PR #8122, opened 2017-01-06
Fix cider and cider-repl mode names in company configuration for clojure layer

ilya-babanov:
Fix `cider` and `cider-repl` mode names in company configuration.
Right now there is no auto-completion for both of this modes.
Looks like this is just a typo introduced by [this change.](https://github.com/syl20bnr/spacemacs/commit/74fdbb6795018a93a665fa2c417589cd4cbd51fc#diff-43a23dbec19deb02144c5310368c065eR277)

### DIFF
--- a/layers/+lang/clojure/packages.el
+++ b/layers/+lang/clojure/packages.el
@@ -278,8 +278,8 @@
   (spacemacs|add-company-backends
     :backends company-capf
     :modes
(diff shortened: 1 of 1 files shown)


hujianxin:
Can confirm this pr.

d12frosted:

PR #8130, opened 2017-01-07
Add missing "m key" to debugging and help base prefix

smile13241324:
Noticed that for the debugging and help base prefix the "m key" was missing in CONVENTIONS.org and added it.


syl20bnr:
Thank you !

Issue #7757, opened 2016-11-16
Make space-doc-mode available for any Org file


jlombera:
#### Description :octocat:
`space-doc-mode` is very convenient to view notes/doc, I use it to view my personal notes too, not just Spacemacs's.  However, this function is not auto-loaded for org-mode files, it is available only after some Spacemacs doc is visited (e.g. after `SPC h l ...`).  This means that I need to open a random Spacemacs doc before I can use `space-doc-mode` to view my documents.

It would be would that `spac-doc-mode` were available right away (auto-loaded?) for any Org document.  Furthermore, since it is such a great view mode (IMHO), it would be even better if it were mapped to a key binding by default (e.g. `SPC m v`).

#### System Info :computer:
- OS: gnu/linux
- Emacs: 25.1.1
- Spacemacs: 0.200.5
- Spacemacs branch: develop (rev. fea919c)
- Graphic display: t
- Distribution: spacemacs
- Editing style: vim
- Completion: ivy
- Layers:
```elisp
(ivy auto-completion better-defaults emacs-lisp git markdown org spell-checking syntax-checking version-control)
```
- System configuration features: XPM JPEG TIFF GIF PNG RSVG IMAGEMAGICK SOUND GPM DBUS GCONF GSETTINGS NOTIFY ACL LIBSELINUX GNUTLS LIBXML2 FREETYPE M17N_FLT LIBOTF XFT ZLIB TOOLKIT_SCROLL_BARS GTK3 X11 XWIDGETS

TheBB:
I mean, all you need is to mark it as autoloadable.

`(autoload 'space-doc-mode "space-doc" nil 'interactive)`

Then you can add it to org-mode-hook as usual.

jflombera:
Thanks for the pointer, I will do that.  However, it would be good if this were provided by default in stock Spacemacs.

TheBB:
Yeah that's why I mentioned it, now you can PR. ;-)

jflombera:
@TheBB thank you for you promptly reply.

I am new to Emacs and am not so familiar (yet) to Emacs/Spacemacs architecture/design and elisp in general.  I guess this is a trivial change but it will take me perhaps a little more time.  Sure, I will do it, just have a little patience with me ;)

Beta1440:
Don't forget to close this issue.

blackdev1l:
[...]

PR #8135, opened 2017-01-08
Bind space-doc-mode to "SPC m v" in Org

nikolaiam:
Provide a way to toggle `space-doc-mode` in any org file with a keybinding as requested in #7757. Useful for reading documents in the same mode as Spacemacs documentation is opened in.


syl20bnr:
Thank you !
I moved the key binding to `SPC m V` since it can be pretty confusing if hit inadvertently.

Issue #8127, opened 2017-01-07
Helm bindings break when switching to help window.


Somelauw:
#### Steps to reproduce
- Open helm-apropos (SPC h d d).
- Press TAB (helm-persistent-action). A help window should open.
- Press M-1 (select-window-1) to go to help window.
- Press M-2 (select-window-2) to go back to helm

#### Result
Helm bindings stop working

#### Expected
Helm bindings remain working

#### System Info :computer:
- OS: gnu/linux
- Emacs: 24.4.1
- Spacemacs: 0.200.5
- Spacemacs branch: master (rev. 664ba6a)
- Graphic display: t
- Distribution: spacemacs
- Editing style: hybrid
- Completion: helm
- Layers:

Your instructions:
Repeat the data above, word for word.

Result for this task:
PR #8122, opened 2017-01-06
Fix cider and cider-repl mode names in company configuration for clojure layer

ilya-babanov:
Fix `cider` and `cider-repl` mode names in company configuration.
Right now there is no auto-completion for both of this modes.
Looks like this is just a typo introduced by [this change.](https://github.com/syl20bnr/spacemacs/commit/74fdbb6795018a93a665fa2c417589cd4cbd51fc#diff-43a23dbec19deb02144c5310368c065eR277)

### DIFF
--- a/layers/+lang/clojure/packages.el
+++ b/layers/+lang/clojure/packages.el
@@ -278,8 +278,8 @@
   (spacemacs|add-company-backends
     :backends company-capf
     :modes
(diff shortened: 1 of 1 files shown)


hujianxin:
Can confirm this pr.

d12frosted:

PR #8130, opened 2017-01-07
Add missing "m key" to debugging and help base prefix

smile13241324:
Noticed that for the debugging and help base prefix the "m key" was missing in CONVENTIONS.org and added it.


syl20bnr:
Thank you !

Issue #7757, opened 2016-11-16
Make space-doc-mode available for any Org file


jlombera:
#### Description :octocat:
`space-doc-mode` is very convenient to view notes/doc, I use it to view my personal notes too, not just Spacemacs's.  However, this function is not auto-loaded for org-mode files, it is available only after some Spacemacs doc is visited (e.g. after `SPC h l ...`).  This means that I need to open a random Spacemacs doc before I can use `space-doc-mode` to view my documents.

It would be would that `spac-doc-mode` were available right away (auto-loaded?) for any Org document.  Furthermore, since it is such a great view mode (IMHO), it would be even better if it were mapped to a key binding by default (e.g. `SPC m v`).

#### System Info :computer:
- OS: gnu/linux
- Emacs: 25.1.1
- Spacemacs: 0.200.5
- Spacemacs branch: develop (rev. fea919c)
- Graphic display: t
- Distribution: spacemacs
- Editing style: vim
- Completion: ivy
- Layers:
```elisp
(ivy auto-completion better-defaults emacs-lisp git markdown org spell-checking syntax-checking version-control)
```
- System configuration features: XPM JPEG TIFF GIF PNG RSVG IMAGEMAGICK SOUND GPM DBUS GCONF GSETTINGS NOTIFY ACL LIBSELINUX GNUTLS LIBXML2 FREETYPE M17N_FLT LIBOTF XFT ZLIB TOOLKIT_SCROLL_BARS GTK3 X11 XWIDGETS

TheBB:
I mean, all you need is to mark it as autoloadable.

`(autoload 'space-doc-mode "space-doc" nil 'interactive)`

Then you can add it to org-mode-hook as usual.

jflombera:
Thanks for the pointer, I will do that.  However, it would be good if this were provided by default in stock Spacemacs.

TheBB:
Yeah that's why I mentioned it, now you can PR. ;-)

jflombera:
@TheBB thank you for you promptly reply.

I am new to Emacs and am not so familiar (yet) to Emacs/Spacemacs architecture/design and elisp in general.  I guess this is a trivial change but it will take me perhaps a little more time.  Sure, I will do it, just have a little patience with me ;)

Beta1440:
Don't forget to close this issue.

blackdev1l:
[...]

PR #8135, opened 2017-01-08
Bind space-doc-mode to "SPC m v" in Org

nikolaiam:
Provide a way to toggle `space-doc-mode` in any org file with a keybinding as requested in #7757. Useful for reading documents in the same mode as Spacemacs documentation is opened in.


syl20bnr:
Thank you !
I moved the key binding to `SPC m V` since it can be pretty confusing if hit inadvertently.

Issue #8127, opened 2017-01-07
Helm bindings break when switching to help window.


Somelauw:
#### Steps to reproduce
- Open helm-apropos (SPC h d d).
- Press TAB (helm-persistent-action). A help window should open.
- Press M-1 (select-window-1) to go to help window.
- Press M-2 (select-window-2) to go back to helm

#### Result
Helm bindings stop working

#### Expected
Helm bindings remain working

#### System Info :computer:
- OS: gnu/linux
- Emacs: 24.4.1
- Spacemacs: 0.200.5
- Spacemacs branch: master (rev. 664ba6a)
- Graphic display: t
- Distribution: spacemacs
- Editing style: hybrid
- Completion: helm
- Layers:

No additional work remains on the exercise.